| Aim of the task |
Nothing in the entries may be dropped: restate them word for word.

── Supplied data ──

PR #2336, opened 2026-08-17
Reject chunk references with length zero

### LINKED ISSUE #2328: Disallow setting chunk refs with length zero
I think Icechunk has the same validation problem as VirtualiZarr does, see https://github.com/zarr-developers/VirtualiZarr/issues/1088

```python
sess.store.set_virtual_ref("a/c/0/1", url, offset=0, length=0)
# -> accepted at write
sess.commit(...)                      # -> accepted, snapshot DT5K4MTTQAP2
# read -> InvalidInputError: byte range From(0) is out of bounds for chunk of length 0
```

It's native refs too

```python
await sess.store.set("a/c/0/1", Buffer.from_bytes(b""))   # accepted
# read -> InvalidInputError: byte range From(0) is out of bounds for chunk of length 0
```

TomNicholas:
Length-zero chunks are nonsensical, cannot be read, and therefore should never be written. This adds validation to all chunk setting methods to raise a dedicated error if the user attempts to set a zero-length chunk.

I won't bother with any kind of migration - I don't know of any existing invalid stores, such invalid chunks already raise a clear error at read-time, and the only possible migration would be to delete the bad chunk refs, which is pretty straightforward.

Closes #2328.


Changelog.python.md
```diff
@@ -7,6 +7,7 @@
...
 - `to_icechunk` no longer passes `synchronizer` and `zarr_version` to xarray's `ZarrStore.open_group`; xarray removed both parameters and passing them made `to_icechunk` fail with a `TypeError` on xarray development versions ([#2312](https://github.com/earth-mover/icechunk/pull/2312)).
+- Writing a chunk with length 0 is now rejected instead of being committed. A chunk must decode to the full chunk shape, so no valid chunk is ever zero bytes long, and such a chunk could only fail once it was read back — long after the commit that introduced it. This is how a sparse GeoTIFF's unstored tiles (`offset = 0, byteCount = 0`) used to reach a repository. Applies to inline, virtual and materialized chunks alike, which means Icechunk deliberately rejects an empty write at a chunk key where a plain key-value store would accept it, in the same way it already rejects invalid zarr keys and invalid metadata. To record that a chunk is not stored at all, delete it rather than writing a zero-length one; it then reads back as the array's fill value ([#2328](https://github.com/earth-mover/icechunk/issues/2328)).
```
paraseba, line 10: This is a bit longer that we usually do for such a simple change.

paraseba (approved):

───

| Answer box |
PR #2336, opened 2026-08-17
Reject chunk references with length zero

### LINKED ISSUE #2328: Disallow setting chunk refs with length zero
I think Icechunk has the same validation problem as VirtualiZarr does, see https://github.com/zarr-developers/VirtualiZarr/issues/1088

```python
sess.store.set_virtual_ref("a/c/0/1", url, offset=0, length=0)
# -> accepted at write
sess.commit(...)                      # -> accepted, snapshot DT5K4MTTQAP2
# read -> InvalidInputError: byte range From(0) is out of bounds for chunk of length 0
```

It's native refs too

```python
await sess.store.set("a/c/0/1", Buffer.from_bytes(b""))   # accepted
# read -> InvalidInputError: byte range From(0) is out of bounds for chunk of length 0
```

TomNicholas:
Length-zero chunks are nonsensical, cannot be read, and therefore should never be written. This adds validation to all chunk setting methods to raise a dedicated error if the user attempts to set a zero-length chunk.

I won't bother with any kind of migration - I don't know of any existing invalid stores, such invalid chunks already raise a clear error at read-time, and the only possible migration would be to delete the bad chunk refs, which is pretty straightforward.

Closes #2328.


Changelog.python.md
```diff
@@ -7,6 +7,7 @@
...
 - `to_icechunk` no longer passes `synchronizer` and `zarr_version` to xarray's `ZarrStore.open_group`; xarray removed both parameters and passing them made `to_icechunk` fail with a `TypeError` on xarray development versions ([#2312](https://github.com/earth-mover/icechunk/pull/2312)).
+- Writing a chunk with length 0 is now rejected instead of being committed. A chunk must decode to the full chunk shape, so no valid chunk is ever zero bytes long, and such a chunk could only fail once it was read back — long after the commit that introduced it. This is how a sparse GeoTIFF's unstored tiles (`offset = 0, byteCount = 0`) used to reach a repository. Applies to inline, virtual and materialized chunks alike, which means Icechunk deliberately rejects an empty write at a chunk key where a plain key-value store would accept it, in the same way it already rejects invalid zarr keys and invalid metadata. To record that a chunk is not stored at all, delete it rather than writing a zero-length one; it then reads back as the array's fill value ([#2328](https://github.com/earth-mover/icechunk/issues/2328)).
```
paraseba, line 10: This is a bit longer that we usually do for such a simple change.

paraseba (approved):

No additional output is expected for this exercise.